Default arguments set retry behavior and owner info.

Commands
This command lists all DAGs currently available in Airflow to confirm your DAG is recognized.
Terminal
airflow dags list
Expected OutputExpected
example_dag
This command manually starts a run of the example_dag to test if tasks execute in order.
Terminal
airflow dags trigger example_dag
Expected OutputExpected
Created <DagRun example_dag @ 2024-06-01T00:00:00+00:00: manual__2024-06-01T00:00:00+00:00, externally triggered: True>
This command lists all tasks in the example_dag to verify the tasks defined in the DAG file.
Terminal
airflow tasks list example_dag
Expected OutputExpected
print_date sleep echo_hello
This command runs the print_date task for the given date without affecting the DAG run state, useful for debugging.
Terminal
airflow tasks test example_dag print_date 2024-06-01
Expected OutputExpected
[2024-06-01 00:00:00,000] {bash.py:123} INFO - Running command: date [2024-06-01 00:00:00,100] {bash.py:130} INFO - Output: Wed Jun 1 00:00:00 UTC 2024 [2024-06-01 00:00:00,200] {taskinstance.py:123} INFO - Task succeeded
Key Concept

If you remember nothing else from this pattern, remember: a DAG is a set of tasks arranged so they run in order without loops.

Common Mistakes
Creating tasks without setting dependencies between them
Tasks will run in any order or all at once, breaking the intended workflow sequence.

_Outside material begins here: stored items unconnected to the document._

PR #584, opened 2012-10-18
Remove RestInfo, which uses plexus specific apis to build up, and appear...

jdillon:
...s to not even be shown in the console.

Drop unused code that depends on plexus ComponentDescriptor


jdillon:
IIUC this was replaced by enunciate generate documentation.  The current plugin-code does not even show this information.  IMO it should be removed.

cstamas:
Note: the payload of restinfos is correct, and enlists all the "provided" REST resources by given plugin...

+1 to remove this

adreghiciu:
+1

PR #590, opened 2012-10-19
Use jboss tattletale plugin

jdillon:
Use official jboss tattletale maven plugin.

Includes a bunch more reports too.  Configuration has the same excludes (which we really should fix).  Changed where the profile for this exists, its now a profile in nexus/pom.xml to enable the module, vs a profile in the module itself.


nexus/pom.xml
```diff
@@ -1788,13 +1802,21 @@
...
     <module>nexus-stories</module>
     <module>nexus-test</module>
     <module>nexus-test-harness</module>
   </modules>
 
   <profiles>
+    <profile>
+      <id>tattletale</id>
+      <activation>
+        <activeByDefault>true</activeByDefault>
```
jdillon: May actually want to make this only run on grid things and for releases, not always run.

peterlynch: would like to avoid 'activeByDefault' for any profile.

Instead propose we add this to 'it' profile

jdillon: agree

peterlynch:
+1

nabcos:
+1

adreghiciu:
+1

cstamas:
+1

peterlynch:
added note to not use the other one

https://github.com/sonatype/tattletale-maven-plugin/blob/master/README.md

PR #592, opened 2012-10-19
[NXCM-4559] remove nexus-perf module

peterlynch:
moved entire nexus-perf to internal nexus-grid project until we have a better way of publishing our perf test data


jdillon:
+1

Use >> or set_upstream/set_downstream to define the order tasks should run.
Defining a cycle in task dependencies (e.g., task1 >> task2 >> task1)

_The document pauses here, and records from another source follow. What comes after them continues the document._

PR #3, opened 2015-01-30
Feature memory write

rjktcby:
This patch moves code of ktxStream and its implementations into separate files. It also adds function ktxWriteKTXM which writes KTX data into memory region.

### DIFF
--- a/include/ktx.h
+++ b/include/ktx.h
@@ -364,7 +364,7 @@ ktxWriteKTXN(const char* dstname, const KTX_texture_info* imageInfo,
  * Writes a KTX file using supplied data into memory.
  */
 KTX_error_code
-ktxWriteKTXM(const void **bytes, GLsizei *size, const KTX_texture_info* textureInfo,
+ktxWriteKTXM(unsigned char** bytes, GLsizei* size, const KTX_texture_info* textureInfo,
                          GLsizei bytesOfKeyValueData, const void* keyValueData,
                          GLuint numImages, KTX_image_info images[]);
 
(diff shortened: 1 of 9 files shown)


msc-:
Thank you very much for contributing these changes. Please address the comments I have made. Also it would be very helpful if you could add some tests for the memory streams to the loader test program. For example, a test could read a known KTX file, write it to memory, read it from memory and then display it. (I'd like to display the expected image as well as the actual result, but that feature is currently missing for all the tests.)

I am currently traveling and so an unable to build and test any changes. So it will be about 3 weeks before I can merge anything.

rjktcby:
> Why change from void** to unsigned char**?
Just thought to use the same type as in ktxHashTable_Serialize

Thanks a lot for the feedback, i'll fix everything you mentioned.

rjktcby:
There might be a mess in indentation, i'm more used to use spaces instead of tabs, hope there's a way to solve it. Maybe i'll have to make some project specific preferences for my editor and autocorrect all this indentation stuff.
As for the memory test, I'll try to add it later, don't have much time right now to dive into current tests architecture.

msc-:
I merged the change along with a fix to build loadtests from the reorganized source and a minor tweak to the ktxWriteKTXM description.

We still need a test for this new code. How to do you know it works? Unfortunately loadtests only runs on Windows at present. Do you have access to a Windows system?

rjktcby:
> Do you have access to a Windows system?
Unfortunately no, i don't. Maybe loadtests should be made cross-platform? Any ideas for that?

msc-:
I'm in the middle of making them cross-platform by using SDL for the platform interface and UI and GYP to generate projects. Currently I have them running on iOS, OS X and Windows. I expect to commit this version soon to a new incoming branch. Then I will look at making them run on Android and GNU/Linux.

What system(s) are you working on.

rjktcby:
i'm all Linux. Debian and Ubuntu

Airflow will fail to run the DAG because cycles cause infinite loops and break the acyclic rule.
Ensure dependencies form a directed acyclic graph with no loops.
Not setting a start_date or setting it in the future
The DAG will not run because Airflow schedules tasks starting from the start_date.
Set start_date to a past or current date to enable scheduling.
Summary
Define a DAG file with tasks and set their order using dependencies.
Use airflow CLI commands to list DAGs, trigger runs, and test tasks.
Remember a DAG must be acyclic and tasks run in the order you set.